--- START ---

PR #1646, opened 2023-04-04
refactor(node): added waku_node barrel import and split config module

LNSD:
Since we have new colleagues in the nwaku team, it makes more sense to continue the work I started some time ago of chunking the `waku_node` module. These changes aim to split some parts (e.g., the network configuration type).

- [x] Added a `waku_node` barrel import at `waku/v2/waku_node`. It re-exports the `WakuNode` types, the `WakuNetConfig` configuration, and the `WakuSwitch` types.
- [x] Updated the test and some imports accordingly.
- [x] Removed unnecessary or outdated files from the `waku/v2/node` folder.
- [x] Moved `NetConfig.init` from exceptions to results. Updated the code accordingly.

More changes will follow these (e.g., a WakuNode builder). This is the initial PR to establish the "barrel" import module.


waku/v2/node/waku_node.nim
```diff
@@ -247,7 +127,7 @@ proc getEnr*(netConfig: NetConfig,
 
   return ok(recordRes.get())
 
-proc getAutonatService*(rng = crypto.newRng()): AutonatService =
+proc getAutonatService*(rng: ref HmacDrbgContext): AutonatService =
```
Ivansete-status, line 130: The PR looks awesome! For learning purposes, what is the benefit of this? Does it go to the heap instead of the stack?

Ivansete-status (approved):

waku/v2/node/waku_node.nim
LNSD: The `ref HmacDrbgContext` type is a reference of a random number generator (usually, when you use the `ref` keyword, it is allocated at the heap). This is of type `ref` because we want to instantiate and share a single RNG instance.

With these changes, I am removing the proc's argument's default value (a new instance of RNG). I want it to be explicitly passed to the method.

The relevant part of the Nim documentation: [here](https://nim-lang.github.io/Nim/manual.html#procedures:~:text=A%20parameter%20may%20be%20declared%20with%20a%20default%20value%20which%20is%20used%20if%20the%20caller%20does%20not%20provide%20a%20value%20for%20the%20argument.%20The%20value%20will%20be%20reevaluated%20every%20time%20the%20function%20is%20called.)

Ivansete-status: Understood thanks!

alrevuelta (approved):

--- END ---
--- START ---

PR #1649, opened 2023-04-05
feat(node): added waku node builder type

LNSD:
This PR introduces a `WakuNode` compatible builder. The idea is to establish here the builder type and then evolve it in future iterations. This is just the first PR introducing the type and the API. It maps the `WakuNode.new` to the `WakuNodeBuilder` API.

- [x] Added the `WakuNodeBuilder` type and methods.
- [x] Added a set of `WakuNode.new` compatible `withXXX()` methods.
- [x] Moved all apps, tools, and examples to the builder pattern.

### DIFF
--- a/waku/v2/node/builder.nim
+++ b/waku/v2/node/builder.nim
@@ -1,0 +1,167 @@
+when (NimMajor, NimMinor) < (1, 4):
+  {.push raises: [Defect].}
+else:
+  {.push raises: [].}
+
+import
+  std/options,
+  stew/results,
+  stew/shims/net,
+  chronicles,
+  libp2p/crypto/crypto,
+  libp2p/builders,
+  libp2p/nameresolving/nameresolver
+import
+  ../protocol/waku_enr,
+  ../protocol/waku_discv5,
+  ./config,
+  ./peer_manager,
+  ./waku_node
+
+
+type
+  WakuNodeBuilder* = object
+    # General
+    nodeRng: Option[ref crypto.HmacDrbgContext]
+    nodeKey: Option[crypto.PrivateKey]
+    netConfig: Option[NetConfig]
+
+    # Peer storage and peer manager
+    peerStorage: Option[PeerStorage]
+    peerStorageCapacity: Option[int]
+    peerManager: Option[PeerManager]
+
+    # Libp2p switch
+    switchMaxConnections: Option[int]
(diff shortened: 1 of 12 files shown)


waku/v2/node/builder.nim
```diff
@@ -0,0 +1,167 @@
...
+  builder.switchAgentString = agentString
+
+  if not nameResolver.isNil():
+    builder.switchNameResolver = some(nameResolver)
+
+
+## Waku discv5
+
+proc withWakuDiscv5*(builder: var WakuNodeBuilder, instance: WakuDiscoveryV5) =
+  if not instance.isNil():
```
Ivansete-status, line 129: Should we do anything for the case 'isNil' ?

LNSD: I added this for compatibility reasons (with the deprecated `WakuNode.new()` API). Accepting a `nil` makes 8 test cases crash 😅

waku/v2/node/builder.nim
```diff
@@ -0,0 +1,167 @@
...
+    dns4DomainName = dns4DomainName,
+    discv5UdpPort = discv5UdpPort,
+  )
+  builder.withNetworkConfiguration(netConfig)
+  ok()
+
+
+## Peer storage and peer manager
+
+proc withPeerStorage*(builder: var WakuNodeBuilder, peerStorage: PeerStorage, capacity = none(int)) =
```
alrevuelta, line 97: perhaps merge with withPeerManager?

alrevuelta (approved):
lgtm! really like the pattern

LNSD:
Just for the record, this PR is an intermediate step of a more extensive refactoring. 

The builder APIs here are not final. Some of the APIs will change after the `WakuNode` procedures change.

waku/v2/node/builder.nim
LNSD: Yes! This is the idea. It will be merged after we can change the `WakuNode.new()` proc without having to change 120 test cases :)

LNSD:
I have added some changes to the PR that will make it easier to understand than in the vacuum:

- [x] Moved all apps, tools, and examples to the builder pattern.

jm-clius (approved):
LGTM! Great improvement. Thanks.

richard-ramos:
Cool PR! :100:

--- END ---
--- START ---

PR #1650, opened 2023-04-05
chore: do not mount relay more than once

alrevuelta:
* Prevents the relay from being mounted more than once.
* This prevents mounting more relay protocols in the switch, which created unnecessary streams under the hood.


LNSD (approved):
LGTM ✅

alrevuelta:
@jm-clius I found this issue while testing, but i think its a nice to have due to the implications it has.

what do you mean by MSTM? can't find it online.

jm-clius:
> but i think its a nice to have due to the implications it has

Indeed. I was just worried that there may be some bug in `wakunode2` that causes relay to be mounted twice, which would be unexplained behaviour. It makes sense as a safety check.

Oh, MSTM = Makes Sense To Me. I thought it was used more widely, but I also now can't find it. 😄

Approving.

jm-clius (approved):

--- END ---

* _WHAT TO DO_
Within the data above, pick out all lines holding the word "have".

* _WORKED SOLUTION_
Since we have new colleagues in the nwaku team, it makes more sense to continue the work I started some time ago of chunking the `waku_node` module. These changes aim to split some parts (e.g., the network configuration type).
I have added some changes to the PR that will make it easier to understand than in the vacuum:
@jm-clius I found this issue while testing, but i think its a nice to have due to the implications it has.
> but i think its a nice to have due to the implications it has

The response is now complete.